I will take it that since this sap is an issue this must be some kind of Pine tree log sections (aka bolts)...?

The fastest way I deal with this for parks, camps, and landscape projects of this nature are to just recut them with a chainsaw taking off about 1/2" to 1" which makes fast work of getting rid of the sap stain and ooze, plus I get (usually) a flatter and more uniform surface...

If you don't have a chainsaw with a large enough bar, a 4.5" angle grinder with a sanding head and coarse grit sanding pad will also make short work of this task...as will a sharp smoothing plane...
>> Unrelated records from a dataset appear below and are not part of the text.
PR #4375, opened 2022-05-05
Fix dependabot automerge

davidvonthenen:

This attempts to fix the dependabot automerge for daily dependency updates.

NA

Only way to really test is to try it out....

NA


stmcginnis (approved):
Let's give it a shot!

PR #4380, opened 2022-05-05
Container deleted out of band checked

### LINKED ISSUE #4352: Docker extension needs to handle cases where the underlying TCE cluster (container) is killed and/or removed
In the current extension, if you `kill` and/or `rm` the cluster (kind container) the UI/extension is unable to restart it.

I use a citrus-based solvent to soak the top and then a UV stabilized natural oil, pine Rosine, beeswax finish. The citrus solvent does a very good job of penetrating the wood and thinning out the remaining sap, and the oil finisher I use tends to react well with the sap stopping or greatly mitigating further bleed out of sap unless the tree was really pitchy or just freshly cut...

Good Luck,

j


----------



## woodnthings (Jan 24, 2009)

*In my limited experience with Pine sap ....*

Having felled a number of Pines here on the property and in other situations locally, I found Pine sap to be the stickiest substance I have ever encountered. It will stick to flesh, metal, plastic and once you have touched it, there's no turning back. It would clog up any sanding disc or plane bottom instantly. Cutting it off below the bark level or even lower would be the best, but you will still get some of it stuck on your tools. I was "given" some large Pine slabs when a tree was felled recently, but I declined the offer. They would have made great bench seats, but the thought of getting the sap off your jeans was a turn off. :sad2:


----------



## Brian T. (Dec 19, 2012)

If the logs are conifers and if they have "pitch pockets" which hold a tablespoon of sap crap, the logs are firewood.
Those logs could sweat sap on any warm day from now until forever.
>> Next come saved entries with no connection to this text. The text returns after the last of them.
PR #4393, opened 2022-05-06
UC: Raise cluster delete log level

### LINKED ISSUE #4392: Docker Desktop cluster creation output says to use `tanzu uc rm` to delete
=## Bug Report

The end of the output for cluster creation in Docker Desktop includes messages stating to delete the cluster by running `tanzu unmanaged-cluster delete [NAME]`. This is now how clusters are deleted with the Docker Desktop integration.

## Expected Behavior

Cluster deletion steps should not be included in output.

stmcginnis:

On cluster creation we print out steps explaining how to delete the
cluster. This raises the log level on those messages so they are not
printed when verbosity is set lower so things like the Docker Desktop
integration where the default instructions do not apply.

Fixes: #4392

### DIFF
--- a/cli/cmd/plugin/unmanaged-cluster/tanzu/tanzu.go
+++ b/cli/cmd/plugin/unmanaged-cluster/tanzu/tanzu.go
@@ -371,8 +371,8 @@ func (t *UnmanagedCluster) Deploy(scConfig *config.UnmanagedClusterConfig) (int,
 	log.Style(outputIndent, color.FgGreen).Infof("tanzu package available list\n")
 	log.Infof("View running pods:\n")
 	log.Style(outputIndent, color.FgGreen).Infof("kubectl get po -A\n")
-	log.Infof("Delete this cluster:\n")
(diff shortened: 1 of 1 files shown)


jpmcb (commented):
When deploying an unmanaged cluster via the command line, this logging is removed:

```
❯ tanzu unmanaged-cluster create test

...

View available packages:
   tanzu package available list
View running pods:
   kubectl get po -A

~/workspace/vmware/community-edition/cli/cmd/plugin/unmanaged-cluster
❯   
```

which feels weird from the command line; it'd be nice if these logs still could surface for command line users.

But I guess since the extension is `exec`-ing out to the unmanaged-cluster binary, there isn't a great way to get around this

stmcginnis:
> it'd be nice if these logs still could surface for command line users

Hmm, something odd there. This had been working right - the default command line should still include the level 2 output, then things like the Docker Desktop integration can call with `-v 0` to lower the log level and cause these not to be printed.

Will have to investigate what happened.

jpmcb (approved):
This LGTM after reviewing #4414 👍🏼

PR #3769, opened 2022-03-29
Fixing doc versions for release-0.10

kcoriordan:
Signed-off-by: kcoriordan <koriordan@vmware.com>

## What this PR does / why we need it
**On release-0.10 branch:** Replaced the following shortcode variables with hard coded values because with new doc versioning, by default- anything outside of docs/content will always read from the main branch - which results in wrong version.

{{< release_latest >}}
{{< release_latest_no_v >}}
{{< pkg_repo_latest >}}

## Which issue(s) this PR fixes

Fixes: #3750

PR #4397, opened 2022-05-06
Fixing doc versions

kcoriordan:

Replace the following shortcode variables with hard coded values for 0.12.0  because with current setup, changing them to 0.12.0 in `(docs/site/config.yaml)` would also change it for 0.11.0 branch
```
  release_latest: 
  release_latest_no_v: 
  pkg_repo_latest:
```
  
  
 Create an issue for 0.13.0 to address this so that we can use shortcodes on a per release branch basis rather than the global basis it currently is: https://github.com/vmware-tanzu/community-edition/issues/4399
 
 
 ref: https://github.com/vmware-tanzu/community-edition/pull/3769

Fixes: #

### DIFF
--- a/docs/site/content/docs/edge/assets/cli-install-linux.md
+++ b/docs/site/content/docs/edge/assets/cli-install-linux.md
@@ -25,7 +25,7 @@
 
 ### Option 2: Curl GitHub release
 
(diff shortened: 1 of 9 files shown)


stmcginnis (approved):
Good catch!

Pine sap is easy to get off: You mix it with any sort of vegetable oil, let it sit an hour.
Then, hot soapy water and away it goes. Chem lab trick called "solvent partition".

I had to climb young Douglas-fir trees with bark loaded with fragile blisters of sap.
It would oooooooze out between your fingers.
We washed in cheap vegetable margarine from the local grocery store then
the hot soapy water.


----------



## 35015 (Nov 24, 2012)

Robson Valley said:


> If the logs are conifers and if they have "pitch pockets" which hold a tablespoon of sap crap, the logs are firewood...Those logs could sweat sap on any warm day from now until forever...


We called that "lighter wood" down South when I was a younger man, and I'm sure they still do...

If these bolts are pocketed, they are indeed junk and not suitable to build much of anything with...Though that seems to be more common in some conifer species compared to others...

I charge considerably more when I have to do a lot of climbing in Pines that are overtly "pitchy"!!!! It gets all over my ropes, and other rigging to a point of making things tenuous at best...if not downright dangerous...Sticky is an understatement!

I used canola oil and warm soapy water just like you recommended for decades...excellent!!!


----------



## Brian T. (Dec 19, 2012)

Once that conifer pitch starts to flow, I'm convinced that it will never stop.
Rub fine sand into the muck, scrape it off and the next warm day looks the same.

I tried to copy the log carving style of Giuseppe Penone.
Got a 8' x 8" piece of Hemlock = _Tsuga heterophylla_ (one of the dominant forest trees here.)
Two exhausting days later, I had my adzes and gouges cleaned up. Tossed the log.
Enormous pitch pockets the consistency of pancake syrup. Hit one and the resin squirted out!
No wonder it had been on a debris burn pile.


----------



## TheTeaRex (Apr 21, 2018)

Sorry it took so long to reply back, thanks Robson and Jay, I think the canola oil and soapy water did the trick, there is still a bit of stickiness on the top, but I think I can just do one more cycle to get rid of it.


----------